=== EXCERPTED RECORDS ===

PR #367, opened 2026-05-27
feat(daemon): archive immutable Git trees

0xpatrickbot:
Refs: #364
Refs: #365

## Description

Adds an `archiveTar()` method to the Git tree exo that streams a `git archive --format=tar` of the tree's immutable commit, plus the daemon-side tar parser and pull-integration fast path that uses it to check in remote trees in a single subprocess invocation instead of one-blob-per-spawn.

When a remote-tree reference (an `ERef<EndoGitTree>`) advertises an `archiveTar` method, the pull integration calls it once and walks the tar stream to construct content-store nodes; otherwise the existing per-entry path is used, so the fast path is a strict optimization.

The design rationale is `designs/daemon-git-capability.md` § "git archive --format=tar": the tar stream is a private backend data plane (the guest still receives object capabilities and structured results, not host paths, tar bytes, or raw git command authority).

Stacks on #365 because the pull-integration call site exists only on that branch; the `archiveTar()` Git capability method itself fits as well on #364 and may be split out into a separate PR if the maintainer prefers that shape.

### Security Considerations

The tar parser runs inside the trusted daemon process and never exposes tar bytes, file descriptors, or shell strings to guests; it produces the same content-store nodes the per-blob path produced. The `archiveTar()` method is gated by the immutable-tree exo and refuses tree references that did not come from a commit.

### Scaling Considerations

The motivation is to reduce subprocess fan-out during remote-tree checkin: one `git archive` invocation replaces O(N) `git cat-file` invocations where N is the number of files in the tree. The tar parser is single-pass and constant-memory aside from the output content-store nodes it produces.

The new `archiveTar` method is part of the `EndoGitTree` interface in `types.d.ts`; existing callers see no change to the public Git surface.

### Testing Considerations

`test/git.test.js` covers the new method at the native backend level (asserts the method is exposed via `__getMethodNames__()` and that the tar stream is anchored to the immutable commit tree). `test/endo.test.js` adds two integration tests: one drives the full `provideGit` → `tree()` → `archiveTar()` flow against a forked daemon, and one asserts that a malformed tar stream causes `storeTree` to reject rather than corrupt the content store.

The `archiveTar` advertisement is detected at runtime; remote trees that do not implement it continue to use the existing per-entry checkin path. No existing caller's API changes.

### Upgrade Considerations

N/A.


0xpatrickbot (commented):
## Code panel review — PR #367 (archive immutable Git trees)

Seventeen-seat code panel, run in-band per the judge's documented fallback (no concurrent-dispatch tool surfaced this round). Reviewed the net change against base `llm` (merge base `1d838da`): a new `checkinTarTree` tar-stream check-in path in `daemon.js`, a `GitTreeInterface` with `archiveTar` / `archiveLossless` in `interfaces.js` and `types.d.ts`, the backend `treeArchiveLossless` lossiness probe and the two new GitTree exo methods in `native-git-backend.js`, the duck-typed fast-path-vs-fallback dispatch in the check-in flow, plus three new test files and additions to `endo.test.js` / `git.test.js`.

The panel finds the PR mergeable. No in-scope must-fix items. The design — fast `git archive --format=tar` path guarded by an explicit lossiness probe, with a fail-safe fallback to the per-entry `ls-tree`/`cat-file` walk — is sound, the tar parser is hardened against the obvious adversarial inputs, and the regression evidence is genuinely fail-closed.

### Must-fix before merge

None.

### Should-fix in this PR

None blocking. The items below are the panel's strongest non-blocking observations; each was raised by a single seat and none rises to a code-change requirement.

- **`export-ignore` detection is deliberately conservative and may over-fall-back (wire-watcher, breaker).** `treeArchiveLossless` routes any tree whose `.gitattributes` matches `/(^|\s)[^\s#]*export-ignore\b/u` to the slow per-entry walk, including a `-export-ignore` *reset* line that re-enables export. The inline comment states this is intentional ("a `-export-ignore` reset still proves export-ignore is in play and the archive cannot be trusted"). The panel agrees the conservative direction is correct: the failure mode is "took the safe slow path unnecessarily," never "trusted a lossy archive." Recorded as accepted, not a finding.

### Out of scope / follow-up

- **Changeset absence is correct here, not a gap (packager, curator).** `@endo/daemon` is `"private": true`; private packages are excluded from changeset versioning, and the predecessor daemon-only PR #365 carried none either. No changeset is required.
- **The c8 "uncovered" lines in the integration tests are an instrumentation artifact (prover).** `endo.test.js` / `git.test.js` exercise the parser end-to-end but hit the SES↔c8 `NODE_V8_COVERAGE` wall; the cleaner's added unit tests in `tar-checkin.test.js` cover the pax `size` override and the global-`g` header branches directly. Not a real coverage gap.
- **`treeArchiveLossless` reads every `.gitattributes` blob in the tree (engine-realist).** For a tree with many nested `.gitattributes` files this is N sequential `cat-file` reads before the fast path is even chosen. In practice the count is tiny and only the lossless probe path pays it; an optimization (short-circuit on first match — already present for the gitlink case) could extend to attribute scanning, but it is not worth a change in this PR.

---

### Per-seat notes

**assessor (correctness, control flow).** The tar state machine is correct: zero-block and clean-EOF both terminate `readBlock`; pax `x` scope is single-entry (`nextPax` cleared after each consuming entry) and `g` scope persists (`globalPax` merged), matching the ustar/pax spec. The fast-path-vs-fallback predicate `methods.includes('archiveTar') && (!methods.includes('archiveLossless') || await archiveLossless())` correctly defaults a tree that advertises `archiveTar` but not `archiveLossless` to the fast path, and any non-archive tree (mount-backed `EndoMountReadableTree`, which exposes neither) to `platformCheckinTree`. The `__getMethodNames__().catch(() => [])` makes the probe robust to a tree that cannot answer. No control-flow defect.

**typist (type accuracy).** `EndoGitTree` in `types.d.ts` matches the runtime exo (five methods), and `archiveTar(): FarRef<Reader<string>>` agrees with `makeReaderRef`'s `FarRef<Reader<T>>` return. The `host.js` cast `/** @type {EndoGit} */ (value)` tightens the `formulateGit` return. The `ArchiveTreeMethods` typedef's `archiveTar: () => Promise<...>` is the `E()`-wrapped consumer view (eventual), consistent with the synchronous `M.remotable()` guard on the producer side. No type-runtime drift.

**stylist (naming).** `treeArchiveLossless`, `checkinTarTree`, `makeTarReader`, `parsePaxRecords`, `tarPathSegments` all read clearly and match the surrounding daemon vocabulary (`platformCheckinTree`, `streamGitBuffer`). `globalPax` / `nextPax` name the two pax scopes accurately. No naming finding.

**packager (diff hygiene, changeset).** Commits are well-shaped: feature, test-expansion, two fix commits honoring pax and streaming, the duplicate-interface-drop fix, the cleaner's dead-JSDoc removal and coverage tests. No changeset needed (private package). No stray files.

**archivist (docs / comment prose).** The JSDoc on `parsePaxRecords`, `makeTarReader`, `checkinTarTree`, and `treeArchiveLossless` is accurate and explains *why* (the export-ignore / gitlink lossiness rationale is especially good). The cleaner removed an orphaned JSDoc block above `parsePaxRecords`. Comments match the code.

**prover (regression evidence).** Strong. Every parser branch has a fail-closed test asserting what the *unfixed* code would have done: pax `size` override ("would fold the 1 byte of NUL padding"), global-`g` path ("would land under the truncated ustar name"), streaming incrementality ("the previous implementation buffered the ENTIRE archive"), export-ignore fallback ("the unfixed fast path drops `secret.txt`"), gitlink not-lossless, and a full adversarial matrix (traversal, absolute, duplicate, blob/dir conflict, invalid octal, truncated content/header, unsupported typeflag). Load-bearing.

**curator (public surface).** `GitTreeInterface` is a new export; `EndoGitTree` a new TS interface; `checkinTarTree` a new export. The new dedicated interface is *more* correct than reusing `ReadableTreeInterface`: the old GitTree exo declared `ReadableTreeInterface` (which lists `help` / `sha256`) but never implemented those methods, so the new five-method guard matches the implementation. Net public-surface tightening.

**migrator (back-compat, bump).** Additive only: new methods on GitTree, new dispatch branch that preserves the existing `platformCheckinTree` behavior for every non-archive tree. No caller of the old GitTree surface breaks (`has`/`list`/`lookup` unchanged). Private package, no bump cascade.

**locksmith (capability flow).** `archiveTar` returns a `makeReaderRef`-wrapped reader (a far reference), not a raw stream; `archiveLossless` returns a boolean. No capability is leaked across the boundary in unattenuated form. The check-in path holds `contentStore` and the tree ref only.

**warden (SES / harden).** `checkinTarTree` is `harden`-ed at module scope. `makeTarReader` returns a `harden({...})` reader. Iterator results are frozen by `reader-ref.js`'s `freezeResult`. No `globalThis` writes, no prototype walks on untrusted input. The tar bytes are parsed structurally, never evaluated.

**saboteur (adversarial inputs).** Walked the boundary list against the tar parser. Path traversal (`../`), absolute paths (`/etc/passwd`), NUL-injection in path segments, non-octal size fields, oversized/truncated content, duplicate entries, blob-shadows-directory, and unsupported typeflags all reject with specific errors — and all are covered by tests. The `tarPathSegments` allowlist (reject empty, leading `/`, embedded NUL, `.`, `..`) is the right shape. Symlink content is drained to stay block-aligned even when size is nonzero.

**breaker (invariant attacks).** The claimed invariant — "the stored tree mirrors the committed Git tree exactly" — is defended by `treeArchiveLossless`: the only two ways `git archive` diverges from the committed tree (export-ignore omission, gitlink flattening) both force the fallback. The conservative export-ignore regex (see should-fix) errs toward the safe walk. The duplicate-path guard (`seenPaths`) prevents a crafted archive from silently overwriting an entry. No falsifiable happy-path invariant found.

**purist (ocap purity, conceptual integrity).** The new interface is the minimum viable surface for an immutable tree archive (two new methods, three carried-over read methods). The tar tree model (`TarBlobNode` / `TarTreeNode`) is a clean internal value type, hardened on store. No side channel, no enumerable-property leak.

**spec-keeper (format / spec rigor).** The pax record parser correctly implements the POSIX.1-2001 `"<length> <key>=<value>\n"` self-referential length encoding, validates the trailing newline at `cursor + length - 1`, and rejects malformed lengths. The ustar `size`-via-pax-override precedence matches what `git archive --format=tar` emits. Octal field parsing is spec-strict (`/^[0-7]+$/`). Typeflag handling (`0`/`\0` regular, `5` directory, `2` symlink, `x`/`g` pax) matches ustar.

**wire-watcher (protocol correctness on the wire).** Check-before-trust holds: the lossiness probe runs *before* the fast path is taken, so a lossy tree never reaches the archive parser. The parser does not divergently interpret the same bytes — duplicate paths are rejected rather than last-wins, closing the "two readers, two meanings" hazard. The one in-band-marker-adjacent concern (export-ignore reset re-enabling export) is handled conservatively in the safe direction. No trust-bypass.

**engine-realist (V8 / XS realism).** Streaming is genuinely incremental: `makeTarReader` holds at most one 512-byte block plus a partial reader chunk, compacting the consumed prefix on each `pull`, and entry content is streamed straight into the content store. The `streams entries without buffering the whole archive` test proves the held window stays bounded. The per-`.gitattributes` blob read in the lossless probe (see out-of-scope) is the only sequential-IO note, and it is negligible in practice.

**integrator (integration coherence).** The change composes with the existing daemon check-in structure: it reuses `platformCheckinTree` as the fallback rather than reimplementing the per-entry walk, reuses `makeReaderRef` / `makeRefReader` / `streamGitBuffer` / `bytesToText` / `bytesFromText` rather than introducing parallel helpers, and the new `GitTreeInterface` lives beside its peers in `interfaces.js`. The duplicate-`EndoGit`-interface drop in `types.d.ts` and the dead-import removal are correct rename/cleanup completeness. Commit grouping is coherent.

**@copilot** has been added as an additional reviewer for this round.

CI is green on all gating jobs (`test`, `cover`, `lint`, `build`, `browser-tests`, `test262`, and the rest). `test-xs` (V8-canary esvu) is a known flake and is non-gating; it does not block this verdict.

packages/daemon/src/daemon.js
```diff
@@ -99,6 +100,138 @@ import {
...
+ * Store a git archive tar stream into the daemon content store's tree JSON
+ * format. This accepts only the regular files, directories, and symlinks that
+ * native `git archive --format=tar` emits. The tar format parsing lives in
+ * `@endo/tar`; the daemon supplies the CapTP base64 ref decoding
+ * (`makeRefReader`), the content-store wiring, and the tree assembly.
+ *
+ * @param {import('@endo/far').ERef<AsyncIterator<string>>} readerRef
+ * @param {import('@endo/platform/fs/lite/types').SnapshotStore} contentStore
+ */
+export const checkinTarTree = async (readerRef, contentStore) => {
```
0xpatrickdev: Let's extract these types and this function to another file in the same directory.

packages/daemon/test/tar-checkin.test.js
```diff
@@ -0,0 +1,233 @@
+// @ts-nocheck
```
0xpatrickdev: We shouldn't use ts-nocheck for a whole file. Please fix.

packages/exo-git/src/interfaces.js
```diff
@@ -113,6 +113,14 @@ export const GitInterface = M.interface('Git', {
   readOnly: M.call().returns(M.remotable('Git')),
 });
 
+export const GitTreeInterface = M.interface('EndoGitTree', {
+  archiveTar: M.call().returns(M.remotable()),
+  archiveLossless: M.call().returns(M.promise()),
+  has: M.call().rest(M.arrayOf(M.string())).returns(M.promise()),
+  list: M.call().rest(M.arrayOf(M.string())).returns(M.promise()),
+  lookup: M.call(M.or(M.string(), M.arrayOf(M.string()))).returns(M.promise()),
```
0xpatrickdev: Please use `.callWhen` instead of `.call` when the return type is `M.promise()`. So we can guard the settled value.

packages/exo-git/types.d.ts
```diff
@@ -103,6 +103,7 @@ declare module '@endo/exo-git' {
   export const revokeGitCredential: (credential: unknown) => void;
 
   export const GitInterface: object;
+  export const GitTreeInterface: import('@endo/patterns').InterfaceGuard<any>;
```
0xpatrickdev: Let's not use `any`. Especially when we just defined an interface guard in `interfaces.js`

Look into using `TypeFromInterfaceGuard`, from `packages/patterns/src/type-from-pattern.ts`

packages/git/src/native-git-backend.js
```diff
@@ -1628,7 +1687,17 @@ export const makeNativeGitBackend = ({
...
 
-    self = makeExo('GitTree', ReadableTreeInterface, {
+    self = makeExo('GitTree', GitTreeInterface, {
+      archiveTar() {
+        return makeReaderRef(
+          streamGitBuffer(['archive', '--format=tar', treeOid]),
+        );
+      },
+
+      archiveLossless() {
```
0xpatrickdev, line 1725: Can we add types via jsdoc @returns

packages/tar/src/reader.js
```diff
@@ -0,0 +1,321 @@
...
+  return bytesToText(field.slice(0, end));
+};
+harden(tarString);
+
+/**
+ * Decode an octal tar header field (size, mode, etc.).
+ *
+ * @param {Uint8Array} field
+ */
+export const tarOctal = field => {
```
0xpatrickdev, line 36: These functions are missing return type declarations

packages/tar/src/reader.js
```diff
@@ -0,0 +1,321 @@
...
+      }
+      if (available < TAR_BLOCK_SIZE) {
+        throw new Error('Truncated tar header');
+      }
+      const block = buffer.slice(pos, pos + TAR_BLOCK_SIZE);
+      pos += TAR_BLOCK_SIZE;
+      return block;
+    },
+
+    streamContent: async function* streamContent(size, archivePath) {
```
0xpatrickdev, line 211: Please add type annotations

===

Nothing but the lines from the one that contains "Look into using" through the end of the data above should appear, each reproduced exactly.

> **OUTPUT OF THE EXERCISE**
Look into using `TypeFromInterfaceGuard`, from `packages/patterns/src/type-from-pattern.ts`

packages/git/src/native-git-backend.js
```diff
@@ -1628,7 +1687,17 @@ export const makeNativeGitBackend = ({
...
 
-    self = makeExo('GitTree', ReadableTreeInterface, {
+    self = makeExo('GitTree', GitTreeInterface, {
+      archiveTar() {
+        return makeReaderRef(
+          streamGitBuffer(['archive', '--format=tar', treeOid]),
+        );
+      },
+
+      archiveLossless() {
```
0xpatrickdev, line 1725: Can we add types via jsdoc @returns

packages/tar/src/reader.js
```diff
@@ -0,0 +1,321 @@
...
+  return bytesToText(field.slice(0, end));
+};
+harden(tarString);
+
+/**
+ * Decode an octal tar header field (size, mode, etc.).
+ *
+ * @param {Uint8Array} field
+ */
+export const tarOctal = field => {
```
0xpatrickdev, line 36: These functions are missing return type declarations

packages/tar/src/reader.js
```diff
@@ -0,0 +1,321 @@
...
+      }
+      if (available < TAR_BLOCK_SIZE) {
+        throw new Error('Truncated tar header');
+      }
+      const block = buffer.slice(pos, pos + TAR_BLOCK_SIZE);
+      pos += TAR_BLOCK_SIZE;
+      return block;
+    },
+
+    streamContent: async function* streamContent(size, archivePath) {
```
0xpatrickdev, line 211: Please add type annotations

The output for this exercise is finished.